Incorporação Imobiliária

1) Requerimento para registro da incorporação com firma do incorporador reconhecida por semelhança ou autenticidade.

1.1) deverá constar no requerimento o número da matrícula do terreno sobre o qual o empreendimento será incorporado, bem como o nome do edifício.

1.2) caso o incorporador ou algum promitente permutante sejam pessoas jurídicas, deverá ser apresentado:

1.2.1) cartão do CNPJ (extraído do site da Receita Federal);

1.2.2) cópia autenticada do contrato social ou estatuto social, devidamente registrado;

1.2.3) cópia autenticada da última alteração contratual ou estatutária devidamente registrado (se houver);

1.2.4) certidão simplificada atualizada da junta comercial ou do Registro Civil das Pessoas Jurídicas (validade 30 dias);

1.3) caso o incorporador ou algum promitente permutante sejam pessoas físicas, deverá constar a assinatura de todos, com o reconhecimento por semelhança/autenticidade, inclusive dos cônjuges, se houver;

2) Apresentar, em nome do incorporador, atestado de idoneidade financeira, fornecido por estabelecimento de crédito que opere no país há mais de cinco anos;

3) Apresentar o título de propriedade do terreno, ou de promessa, irrevogável e irretratável, de compra e venda ou de cessão de direitos ou de permuta do qual conste cláusula de imissão na posse do imóvel, não haja estipulações impeditivas de sua alienação em frações ideais e inclua consentimento para demolição e construção, devidamente registrada;

4) Em havendo promessa de permuta, o construtor/incorporador deverá apresentar instrumento público de mandato, outorgado pelo proprietário de imóvel sobre o qual será registrada a incorporação, pelo qual sejam outorgados poderes para a venda de frações ideais do indigitado imóvel, obedecendo aos comandos do artigo 31, alínea “b”, §1º, e art. 32, alínea “m”, ambos da Lei Federal nº 4.591/64.
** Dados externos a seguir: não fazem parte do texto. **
PR #3807, opened 2019-11-10
Firewall Rules: Add a "Detail" toggle button in the button bar, to allow more complete rule display

stilez:
This PR makes a small but crucial change to the display of firewall rules.

At present, for layout purposes, some key information isn't displayed, which really is crucial to the rules. The example I have in mind is that for Floating Rules, you can't see which interfaces the rules apply on, without opening each rule individually in the editor. That's pretty crucial rule information.  But trying to show everything in the table would make the display unusable and ugly. Against this, for many users this info will be needed and many will have wide displays capable of showing full details in a row.  Not everything should be immediately displayed, but the key info needs to be at least easily _displayable_.  

Dilemma.

To overcome this issue, this PR does 2 things.

- Adds a neat unobtrusive button for "details", so extra key details or columns can be displayed.
- Uses the button so that when toggled, an extra column is displayed (in Floating Rules only) to show the rule interfaces, with useful interface hover info - the most immediate missing information at present.

This (1) solves the immediate problem of interface viewing for Floating Rules, and (2) provides a means for other important data to be expanded upon, or displayed, going forward, without disrupting the clean present display, hence generalising the benefits.

As an aside, I've made a minor change to rename the existing button from "Inspect" to "Statistics".  The main reason being that "Inspect" is actually pretty ambiguous in the context of partial info about rules (does it mean inspect rule details, or inspect the stats?).  "Statistics" is much more immediately obvious and is also very accurate, since activating it displays per-rule statistics.

### DIFF
--- a/src/www/firewall_rules.php
+++ b/src/www/firewall_rules.php
@@ -1027,6 +1027,9 @@ $( document ).ready(function() {
                   <tr>
                     <td colspan="2"></td>
                     <td colspan="2" class="view-info"></td>
+<?php if ($selected_if == "FloatingRules"): ?>
+                    <td class="view-fullinfo"></td>
+<?php endif; ?>
                     <td colspan="5" class="view-info hidden-xs hidden-sm"></td>
                     <td colspan="2" class="view-stats hidden-xs hidden-sm"></td>
                     <td colspan="2" class="view-stats"></td>
--- a/src/www/firewall_rules.php
+++ b/src/www/firewall_rules.php
@@ -35,6 +35,30 @@ require_once("system.inc");
 /***********************************************************************************************************
  * format functions for this page
  ***********************************************************************************************************/
+function firewall_rule_item_interfaces($filterent)
+{
+    // construct line interfaces for detailed view
+    if (empty($filterent['interface'])) {
+        return "<span class='text-info' data-toggle='tooltip' title='All'>*</span>";
+    }
+    $interfaces = legacy_config_get_interfaces();
+    $iflist = explode(',', $filterent['interface']);
+    $out = array();
+    foreach ($iflist as $if) {
+        if (!empty($interfaces[$if])) {
+            $ifdata = $interfaces[$if];
+            $name = !empty($ifdata['descr']) ? $ifdata['descr'] : $if;
+            $phy = $ifdata['if'];
+            $hover = $phy . (strcasecmp($if, $name) ? ' (' . $if . ')' : "");
+        } else {
+            $name = $if;
+            $hover = "No details";
+        }
+        $out[] = sprintf("<span class='text-info' data-toggle='tooltip' title='%s'>%s</span>", htmlspecialchars($hover), strtoupper(htmlspecialchars($name)));
+    }
+    return implode(', ', $out);
+}
+
 function firewall_rule_item_proto($filterent)
 {
     // construct line ipprotocol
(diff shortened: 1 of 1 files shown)


AdSchellevis:
If the idea is to show interfaces in floating rules, we might consider adding the field by default on the floating tab, when using a large (-lg) screen size.

The current solution only functions partially (or is at least confusing when in inspect mode) and could probably be simplified.

(detail enabled on floating tab, normal view)
image

(switching to inspect)

image

detail on lan tab:
image

... and switching to inspect:
image

The `Inspect` vs `Statistics` choice is probably a matter of taste, we might consider changing it, but in the original context (which I would suggest we keep), it's quite obvious what it's intend is.

stilez:
Yes, when it switches to inspect/stats, then the detail button could probably lose its 'active' status.  I'll add that to the PR shortly.

The advantage of this is, if a user has a wide display, or at times there is other useful info for rules, we have an elegant way to improve rule detail visibility, without negative effect on the UI for the majority of use. Since rules can have many non-trivial parameters, but the display is limited, this might mean that a selection of other useful parameters (or hoverable  icons representing some) can be made visible in the table, for quick viewing, without compromising the table. 

So it's not just the floating rules interface. Its more that that's an obvious use. If the button is acceptable, then I'd like to expose a few more things, I haven't done it yet because it was late at night. I'll do it shortly today.

AdSchellevis:
It's probably better to use css to automatically show/hide options on different screen size, one less button in need to explain and likely easier to integrate as it is. (if the `-lg` bootstrap tag isn't suitable, there might be options to add an extra viewpoint for even larger screens)

stilez:
What I discovered on tech UI is some people like a lot of detail, even if it's small, others want big fonts and a way to view to detail. With today's 4k monitors being commonplace on everything from 12 inch (30 cm) to 36 inch (90 cm) diagonals, I don't think window pixel size is always a good guide to what should show.  Although we do specify a particular font size, so maybe its okay? But it also isn't hard to add logic to auto-expose extra columns if the width is > some value.  Or to give the user a (remembered) choice of columns, much like the dashboard has a choice of widgets? Multiple approaches, which do you think would please most, and upset the rest least?

AdSchellevis:
I would just  start with adding the interface field for floating and make sure it's visible on `-lg` size displays and see how that looks / reacts. small steps, easy for others to try as well.

stilez:
There are plenty of examples of "accordion" code both bootstrap and css, for that. ([Example1](https://stackoverflow.com/questions/15519047/collapse-div-element-based-on-screen-size) [Example2](https://teamtreehouse.com/community/showhide-elements-depending-on-screen-size)). I'm not sure if the interfaces can be added easily for floating rules, on a small window, without going to 2 lines per rule. But I'll have a go, and come back with whatever I get to. Might take some experimenting as there's a lot to try out.

stilez:
Can you take a look at this? It's screenshots for 3 sizes (smallest and largest `-lg`, and smallest `-xl`), comparing the current layout (on my main router: top row) and the layout I've got so far. 

I haven't incorporated the floating interface yet.  It's clear I'll need to create some screen space for that, so this is how I'm doing it. It looks pretty good to me so far, but before I put more time into it, it's worth checking that you like the general direction.  Usefully, there's almost zero change to the original code, as I'm using output buffers + bootstrap classes. Sample screenshots and code snip below.

The compact version also replaces port=`*` with `Port: *`  for visual ease. (It worked better than bare `* *`).

What's immediately visible to me, is the saved horizontal space, without clutter.  Compare the 2 rows.  There are obviously some overflow and underflow issues, which if this is seen positively, I'll sort out, before a second set of screenshots showing updated layout with+without floating rule interfaces.

Sample of code used to generate compact layout in bootstrap:
```
        <td class="view-info hidden-xs hidden-sm hidden-md">
<?php
            ob_start(); ?>
                 {{ EXISTING CODE TO GENERATE IPADDR COLUMN CONTENT }}
<?php 
            $ipaddr_html = ob_get_contents(); 
            ob_end_flush(); ?>
        </td>
        <td class="view-info hidden-xs hidden-sm hidden-md">
<?php
            ob_start(); ?>
                 {{ EXISTING CODE TO GENERATE PORT COLUMN CONTENT }}
<?php 
            $port_html = ob_get_contents(); 
            ob_end_flush(); ?>
        </td>

        <td class="view-info hidden-lg hidden-xl">                <---- new column
            <?= $ipaddr_html; ?> <br/>
            <?= trim($port_html) == '*' ? gettext("Port") . ": *" : $port_html ; ?>
        </td>
```
opnsense1

AdSchellevis:
timeout, currently out of scope.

4.1) caso o proprietário do terreno (quando não for o incorporador) seja pessoa jurídica, o instrumento de promessa de permuta deverá ser assinado pelo representante/administrador da mesma e estar instruído com:

4.1.1) cartão do CNPJ (extraído do site da Receita Federal);

4.1.2) cópia autenticada do contrato social ou estatuto social, devidamente registrado;

4.1.3) cópia autenticada da última alteração contratual ou estatutária devidamente registrado (se houver);

4.1.4) certidão simplificada atualizada da junta comercial ou do Registro Civil das Pessoas Jurídicas; (validade 30 dias)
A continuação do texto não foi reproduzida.